Issue #4173, opened 2026-09-16
Release PRs are permanently blocked: rebuild guard refuses on .devin-plugin, warns instead of failing


yonatangross:
## Summary

Every release PR is permanently blocked. `release-please.yml`'s hook-bundle rebuild refuses to run, reports success anyway, and `ci.yml` then fails the release PR with an error message that prescribes the one remedy that cannot work.

Hit on #4166 (10.0.0-beta.34). It is not specific to that release: the refusing condition is structural and will recur on every future one.

## The chain

**1. `.devin-plugin/plugin.json` is a version-stamped extra-file.**
`.release-please-config.json` lines 69 to 71 register it with `jsonpath: $.version`, so release-please writes the new version into it on the release branch. Measured: main holds `10.0.0-beta.33`, the release branch holds `10.0.0-beta.34`. That difference is correct and intended.

**2. The rebuild guard refuses because of exactly that file.**
`release-please.yml`'s "Rebuild hook bundles on the release PR" step will not build a release branch that differs from main outside an allowlist. From run 35062658242 at 06:13:04Z:

```
##[warning]Release branch release-please--branches--main differs from main
outside release-owned paths; refusing to execute its build:
.devin-plugin/plugin.json
```

**3. The allowlist does not contain it.**
The `ALLOWED` regex at `release-please.yml:318` covers CHANGELOG, the manifest, version.txt, package files, the marketplace and several `plugin.json` variants, generated docs data, and both `dist/` dirs. It has zero occurrences of `devin`. So the guard refuses on every run, not occasionally.

**4. The refusal is a warning, so the job reports success.**
`release-please.yml:330` and `:348` both emit `::warning` rather than failing. Every release-please run today reads `completed/success` in `gh run list` while the bundles were never rebuilt. The failure is invisible at the only place anyone looks.

**5. `ci.yml` then blocks the release PR.**
"Check hook bundles are release-owned (#3578)" compares a fresh build against the committed bundles on the release branch. Since #4168 changed hook source and the bundles were never rebuilt, they differ:

```
 plugins/ork/hooks/dist/bundle-stats.json   8 ++--
 plugins/ork/hooks/dist/subagent.mjs       82 ++++++-----
 src/hooks/dist/bundle-stats.json           8 ++--
 src/hooks/dist/subagent.mjs               82 ++++++-----
 4 files changed, 90 insertions(+), 90 deletions(-)
```

CI Summary aggregates it and the release PR cannot go green.

[...]

PR #4164, opened 2026-09-15
ci(playground): treat generated Lab artifacts as inert (refs #4161, #3811, #3845, #3993)

yonatangross:
Operator merge: workflow file.

## What

Adds three paths to the PR Playground gate INERT list in .github/workflows/ci.yml: the generated Lab page copy (docs/site/public/lab/), the manifest fragment (docs/site/lab-manifest/) and the generated data module (docs/site/lib/generated/lab-data.ts). A comment block documents the case in the same voice as the three widenings before it. No other file is touched.

## Why

Fourth instance of the page about a page circularity this gate keeps hitting. The gate already treats a diff confined to the Lab itself as maintenance (#3811 docs/playgrounds, #3845 docs/audits, #3993 .claude/rules), but the outputs of docs/site/scripts/lab-manifest.mjs live outside that pattern. PR #4161, a fix to one Lab page plus its generated copy under docs/site/public/lab/, failed the gate with "Missing PR playground directory" even though its source page was already inert. A diff confined to generated Lab artifacts plus their source page is Lab maintenance, and demanding a playground for it is a page about a page.

## Verified

actionlint: two SC2001 style findings, both pre-existing on HEAD (verified by running actionlint on the HEAD version of the file; line numbers shifted only). No new findings from this change.

Local regex proof, INERT extracted from the committed workflow, gate semantics mirrored:

```
$ printf '%s\n' 'docs/site/public/lab/sample-page.html' \
    'docs/site/lab-manifest/sample-page.json' \
    'docs/site/lib/generated/lab-data.ts' \
    'docs/site/app/x.tsx' | grep -vE "$INERT"
docs/site/app/x.tsx

$ for f in docs/site/public/lab/sample-page.html docs/site/lab-manifest/sample-page.json docs/site/lib/generated/lab-data.ts docs/site/app/x.tsx; do
>   grep -qE "$INERT" <<< "$f" && echo "inert:      $f" || echo "NON-INERT:  $f"; done
inert:      docs/site/public/lab/sample-page.html
inert:      docs/site/lab-manifest/sample-page.json
inert:      docs/site/lib/generated/lab-data.ts
NON-INERT:  docs/site/app/x.tsx
```

Only the last path is non-inert. The shipped gate test (tests/ci/test-playground-gate-inertness.sh) passes: 23 passed, 0 failed.

After merge: rerun the failed PR Playground job on #4161.

Harness: pi | Model: z-ai/glm-5.3-flash | Effort: mech | Seat: hqd-0aad42dc

PR #4161, opened 2026-09-15
fix(lab): exact URL matches in yonyon crosslink checker (refs #4144)

yonatangross:
## What
The yonyon crosslink checker in docs/chore--dsp-94242-fix-4144/index.html now uses exact equality over an array instead of indexOf on URL strings:

* var list = Array.isArray(node.sameAs) ? node.sameAs : [];
* list.some(function (u) { return u === apex; }) for apex, apexPage and docsPage
* No indexOf or includes on URL strings remains anywhere in the page

The built copy docs/site/public/lab/chore--dsp-94242-fix-4144.html was regenerated from the source page with the lab manifest script. The commit title was shortened to satisfy the repo 72 character hook limit; the full prescribed wording sits in the commit body.

## Why
CodeQL reported js/incomplete-url-substring-sanitization (high) on the built copy at lines 158 and 159. Substring matching on URLs can accept lookalike strings that merely contain the apex as a substring, while the rule is meant to be an exact identity comparison.

## How verified
* node docs/site/scripts/lab-manifest.mjs (regenerated 178 lab entries)
* node docs/site/scripts/lab-manifest.mjs --check (set OK, 178 fragments == lab-data.ts == public/lab)
* node tests/skills/structure/test-docs-site-drift.mjs (SUCCESS)
* Behavioral check of the new rule logic in node: the before node fails url and sameas, the after node passes both, and substring lookalike urls fail the sameas rule instead of passing
* Pre push validation: TypeScript check, build, imports, unit tests (71 passed), security tests (20 passed), mdx compile, agent frontmatter, skill structure, manifests, token budget all OK
* npm test --quick was started locally but exceeded the session time budget before finishing; CI is the gate for the full suite

## Lab
https://orchestkit.yonyon.ai/lab/chore--dsp-94242-fix-4144.html

Refs #4144

Harness: pi | Model: z-ai/glm-5.3-flash | Effort: mech | Seat: fix-4144-b

PR #4178, opened 2026-09-16
fix(ci): allow .devin-plugin/plugin.json in release rebuild guard

yonatangross:
Operator merge: workflow file

## Why

`.devin-plugin/plugin.json` is a release-please extra-files entry
(`.release-please-config.json`, jsonpath `$.version`), so release-please
stamps the new version into it on the release branch. main is at
10.0.0-beta.33 and the release branch at 10.0.0-beta.34, a legitimate
difference. The rebuild guard in the "Rebuild hook bundles on the
release PR" step refuses to build a release branch that differs from
main outside ALLOWED, and that path was not in ALLOWED, so it refused
every time. From release-please run 35062658242 at 06:13:04Z:

```
##[warning]Release branch release-please--branches--main differs from main
outside release-owned paths; refusing to execute its build:
.devin-plugin/plugin.json
```

Because the refusal is a `::warning`, the job still reports success, so
the hook bundles are never rebuilt and ci.yml's "Check hook bundles are
release-owned" gate then blocks every release PR. #4166 (beta.34) is
blocked on it now.

## The change

One line in `.github/workflows/release-please.yml`: the ALLOWED
alternation gains `\.devin-plugin/plugin\.json`, placed next to the
other plugin.json entries, with the same escaped dots as its
neighbours. Nothing else in the file changed.

## Verification

1. The ALLOWED regex was extracted from the edited file and run in
   python (`re.fullmatch`) against the required paths:

```
PASS  match     want=match     .devin-plugin/plugin.json
PASS  match     want=match     CHANGELOG.md
PASS  match     want=match     src/hooks/dist/subagent.mjs
PASS  no-match  want=no-match  src/hooks/src/subagent-stop/foo.ts
PASS  no-match  want=no-match  README-notes.md
all 5 assertions passed
```

   The release stamp matches after the change; CHANGELOG.md and the
   hook bundles keep matching; a hook source and a lookalike README
   name still fail, so the guard keeps catching genuine drift.

2. `git diff --stat` shows `.github/workflows/release-please.yml` with
   1 insertion and 1 deletion.

3. Lab manifest: generated with the repo script, check mode passes
   (set check OK, 183 fragments == lab-data.ts == public/lab).

## Interactive Playground

docs/chore-dsp-39782-4160-allowed-devin/index.html

The page shows the ALLOWED regex with and without the entry, runs the
five verification paths through both versions live, and has a text box
for any path so the guard verdict before versus after is inspectable
rather than described.

Refs #4173

## Summary by CodeRabbit

- **Bug Fixes**
  - Release branch builds now permit expected changes to the `.devin-plugin/plugin.json` manifest, preventing valid release updates from being flagged as unexpected drift.

- **Documentation**
  - Added an interactive lab page explaining and demonstrating release rebuild validation.
  - Added metadata for the new documentation page, including release and CI topics.

## Interactive Playground

docs/chore-dsp-39782-4160-allowed-devin/index.html

Runs candidate paths through the ALLOWED regex with and without the new entry,
so you can see the guard refuse `.devin-plugin/plugin.json` before the change
and accept it after, while `src/hooks/src/subagent-stop/foo.ts` stays refused.
The published copy is
docs/site/public/lab/chore-dsp-39782-4160-allowed-devin.html, generated from
docs/site/lab-manifest/chore-dsp-39782-4160-allowed-devin.json.

Independently verified by conductor-orchestkit-7 at head 8adf46ba, running the
extracted regex through `grep -E` (the same engine the step uses) rather than
reading it:

```
  .devin-plugin/plugin.json             -> MATCH      (want MATCH)
  CHANGELOG.md                          -> MATCH      (want MATCH)
  src/hooks/dist/subagent.mjs           -> MATCH      (want MATCH)
  plugins/ork/hooks/dist/subagent.mjs   -> MATCH      (want MATCH)
  src/hooks/src/subagent-stop/foo.ts    -> no match   (want no match)
  README-notes.md                       -> no match   (want no match)
  Xdevin-plugin/plugin.json             -> no match   (want no match)
```

The last case is the one that matters for the escaping: it confirms the dot in
`\.devin-plugin` is literal and the alternation stays anchored, so the guard
still catches genuine drift.


yonatangross:
HOLD read 2026-09-16 at 8adf46ba202f49bb9ca2424b0d452ea3dfe43aae

The one-line fix is correct and complete, and I verified it against the live release branch rather than against the body's claim. The hold is a single missing hyphen in the playground directory name, which is both the only reason the gate fires and the reason it cannot be satisfied. A body edit will not clear it.

The fix itself is right, checked against real data.

Extracting the ALLOWED regex from the edited file and running it over the 22 paths that actually differ between `main` and `release-please--branches--main` right now:

```
main (today)   outside ALLOWED: ['.devin-plugin/plugin.json']
PR head        outside ALLOWED: NONE
```

So it is not a partial fix. That single path was the whole refusal, and after this change nothing on the live release branch sits outside the allowlist. The diagnosis in the body matches run 35062658242's warning at 06:13:04Z, and the `::warning` plus success exit is exactly why nobody noticed: the rebuild step reported green while refusing to build, and ci.yml's release-owned gate then blocked #4166.

The widening is one literal path and nothing more. Negative controls against the new regex:

```
REFUSE  src/hooks/src/subagent-stop/foo.ts
REFUSE  README-notes.md
REFUSE  .devin-plugin/other.json
REFUSE  docs/chore-dsp-39782-4160-allowed-devin/index.html
ALLOW   src/hooks/dist/subagent.mjs
```

Real source drift is still refused, a sibling file in the same directory is still refused, and even this PR's own new Lab page would be refused on the release branch. The entry is placed next to the other plugin.json entries with the same escaped dots, and the file is otherwise byte-identical.

P1, and it is a rename. `PR Playground` is `completed/failure` at this sha (check run 104695020614, step 4 `Check playground exists`):

```
Missing PR playground directory: docs/chore--dsp-39782-4160-allowed-devin/
```

Two hyphens after `chore`. The branch is `chore/dsp-39782-4160-allowed-devin` and the gate derives the slug by replacing `/` with `--`, so it wants `chore--dsp-...`. This PR shipped `docs/chore-dsp-39782-4160-allowed-devin/` with one hyphen, and the manifest fragment and published copy carry the same single-hyphen slug.

The same hyphen is why the gate fires at all, which is worth seeing because it means the rename fixes both halves at once. Running main's INERT alternation over this PR's five paths:

```
REQUIRES  docs/chore-dsp-39782-4160-allowed-devin/index.html
inert     docs/chore--dsp-39782-4160-allowed-devin/index.html
inert     .github/workflows/release-please.yml
inert     docs/site/lab-manifest/chore-dsp-39782-4160-allowed-devin.json
inert     docs/site/public/lab/chore-dsp-39782-4160-allowed-devin.html
inert     docs/site/lib/generated/lab-data.ts
```

`docs/[^/]*--[^/]*/.*` needs the double hyphen, so the single-hyphen directory is the only non-inert path in the entire PR. Every other file, the workflow and all three Lab artifacts, is already inert thanks to #4164. Name the directory correctly and the gate decides no playground is required and skips steps 4 through 6 outright, the same inert path #4161 took this morning.

Bar: rename `docs/chore-dsp-39782-4160-allowed-devin/` to `docs/chore--dsp-39782-4160-allowed-devin/`, rename the fragment and the published copy to match, and regenerate `lab-data.ts` with `node docs/site/scripts/lab-manifest.mjs`.

One correction to the routing note that came with this PR: adding a Playground section to the body does not fix it. Step 6, `Check playground link in PR body`, is `skipped` here because step 4 already failed, and the body already contains the word `playground` once. The failure is the directory name, not the body.

The other 17 required contexts are success by name at this sha, with no second failed run under any of them.

No long dash in the added lines, no account identity in the commit trailer or body, auto-merge off. This is a workflow file, so it stays an operator-gated merge even once the gate is green.

yonatangross:
HOLD read 2026-09-16 at 818c942a40ea11e466366418fc2574bb6d5c1397

The rename is done correctly and the fix is unchanged, so the content bar from my last read is cleared. What blocks it now is different and mechanical: the branch conflicts with main, so no CI has run at this head and nothing can merge.

The rename is right, all three artifacts moved together:

```
docs/chore--dsp-39782-4160-allowed-devin/index.html          added
docs/site/lab-manifest/chore--dsp-39782-4160-allowed-devin.json  added
docs/site/public/lab/chore--dsp-39782-4160-allowed-devin.html    added
docs/site/lib/generated/lab-data.ts                          modified +1/-0
```

Double hyphen everywhere, and the single-hyphen directory is gone. That means the only non-inert path in the PR is gone with it, so I still expect `PR Playground` to SKIP rather than pass once it runs, which is the outcome to check for rather than a green tick.

The fix itself is byte-identical to the head I already verified. `.github/workflows/release-please.yml` is blob `5a4239c3aa68504aae0242ba29fd32a889818d06` at both 8adf46ba and this head, against `16ba6cd2` on main. So the one-line ALLOWED widening, and the completeness proof I ran against the 22 live release-branch paths, both carry over without re-reading. No hook bundles are in the PR, so the feature-PR arm of the release-owned check has nothing to catch.

The blocker. `mergeable=false`, `mergeable_state=dirty`, held across six polls over about a hundred seconds, so this is a real conflict and not GitHub still computing. All 18 required contexts are MISSING at this sha (complete=0, pending=18) because GitHub builds no merge ref for a conflicting PR. The only check-run present is `Enable auto-merge for Dependabot`, skipped.

The cause is the generated Lab data. `compare main...818c942a` reads `diverged, ahead 1, behind 1`: main moved to 8494ef0a when #4171 landed a few minutes ago, and #4171 also adds a row to `docs/site/lib/generated/lab-data.ts`. Two branches appending a row to the same generated file is the known collision for that path. Take either side and regenerate with `node docs/site/scripts/lab-manifest.mjs`; the `--check` in CI is the oracle for the resulting set.

One correction to the note that came with this head, because it matters for what to do next. This is not "the rename plus a merge from main": commit 818c942a has a single parent, 9d659214, and carries the original `fix(ci): allow .devin-plugin/plugin.json in release rebuild guard` subject. There is no merge commit on the branch, and 9d659214 is now two commits behind main. So an update-branch or rebase is still owed, not already done.

Bar: resolve against main, regenerate `lab-data.ts`, let CI run. I will repin on a blob compare of the workflow file plus the 18 by name with the failed-sibling-run rule, and I will treat a SKIPPED PR Playground as the correct outcome rather than a missing one.

No long dash in the added lines, auto-merge off. Workflow file, so operator-gated even once green.

yonatangross:
LAND read 2026-09-16 at e9a345fb9c3e4a65769909eac590ee3e8cd164fb, operator merge (workflow file)

18 of 18 required contexts success by name at this sha, 0 ambiguous under the failed-sibling-run rule. The rebase resolved cleanly, the fix is the one I already verified, and the gate behaved the way the rename predicted.

The prediction held, which is the point of the rename rather than a side effect. `PR Playground` did not pass, it skipped:

```
3  success  Decide whether a playground is required
4  skipped  Check playground exists
5  skipped  Check playground is published to the Lab
6  skipped  Check playground link in PR body
```

With the directory correctly named `docs/chore--dsp-39782-4160-allowed-devin`, every path in the PR is inert and the gate declines to run at all. That is the second PR to take the inert path today, after #4161, and it is the correct outcome to see rather than a green tick on step 4.

The fix is unchanged from the head I verified earlier. `.github/workflows/release-please.yml` is blob `5a4239c3aa68504aae0242ba29fd32a889818d06` at 8adf46ba, at 818c942a and at this head, against `16ba6cd2` on main. So the one-line ALLOWED widening and the completeness proof I ran against the 22 paths actually differing between main and the release branch both carry over without re-deriving: the old regex left exactly `.devin-plugin/plugin.json` outside, the new one leaves nothing outside, and real source drift, a sibling `.devin-plugin/other.json` and this PR's own Lab page are all still refused.

The generated-file merge is the part worth checking rather than assuming, because a hand-resolved aggregate drops a row silently and nothing goes red. `docs/site/lib/generated/lab-data.ts` goes from 183 rows on main to 184 at this head, exactly one more, and all three recent slugs survive:

```
chore--dsp-94218-fix-4084             present   (#4171's, from main)
picker-reduced-motion                 present   (#4170's, from main)
chore--dsp-39782-4160-allowed-devin   present   (this PR's)
```

A count that is plus one with nothing missing is what regeneration looks like; a hand merge that took one side would have shown 183 or dropped a slug.

The head is a real merge commit this time (parents 818c942a and 8494ef0a), `mergeable` is true, and the file list is still exactly the five expected paths. No `hooks/dist` path is in the PR, so the feature-PR arm of the release-owned check has nothing to catch, which matters here because tripping it would have made this PR red on the very gate family it exists to unblock.

One process note on the sha. I pinned this verdict to the head I read from the API myself in the same call that produced the check state, not to a relayed string. A full sha for this PR that was circulated earlier (`e9a345fb...72ea1b4`) does not resolve; the real one is above. Worth saying out loud because under automerge a LAND line carries a sha straight into a merge command, so a fabricated one fails closed at best.

No long dash in the added lines, no account identity in the commit trailer or body, auto-merge off. This is a workflow file, so it stays an operator-gated merge.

Exercise aim.
From the first line of the records through the line with "not contain it.**", retype everything word for word, including both ends.

Exercise output.
Issue #4173, opened 2026-09-16
Release PRs are permanently blocked: rebuild guard refuses on .devin-plugin, warns instead of failing


yonatangross:
## Summary

Every release PR is permanently blocked. `release-please.yml`'s hook-bundle rebuild refuses to run, reports success anyway, and `ci.yml` then fails the release PR with an error message that prescribes the one remedy that cannot work.

Hit on #4166 (10.0.0-beta.34). It is not specific to that release: the refusing condition is structural and will recur on every future one.

## The chain

**1. `.devin-plugin/plugin.json` is a version-stamped extra-file.**
`.release-please-config.json` lines 69 to 71 register it with `jsonpath: $.version`, so release-please writes the new version into it on the release branch. Measured: main holds `10.0.0-beta.33`, the release branch holds `10.0.0-beta.34`. That difference is correct and intended.

**2. The rebuild guard refuses because of exactly that file.**
`release-please.yml`'s "Rebuild hook bundles on the release PR" step will not build a release branch that differs from main outside an allowlist. From run 35062658242 at 06:13:04Z:

```
##[warning]Release branch release-please--branches--main differs from main
outside release-owned paths; refusing to execute its build:
.devin-plugin/plugin.json
```

**3. The allowlist does not contain it.**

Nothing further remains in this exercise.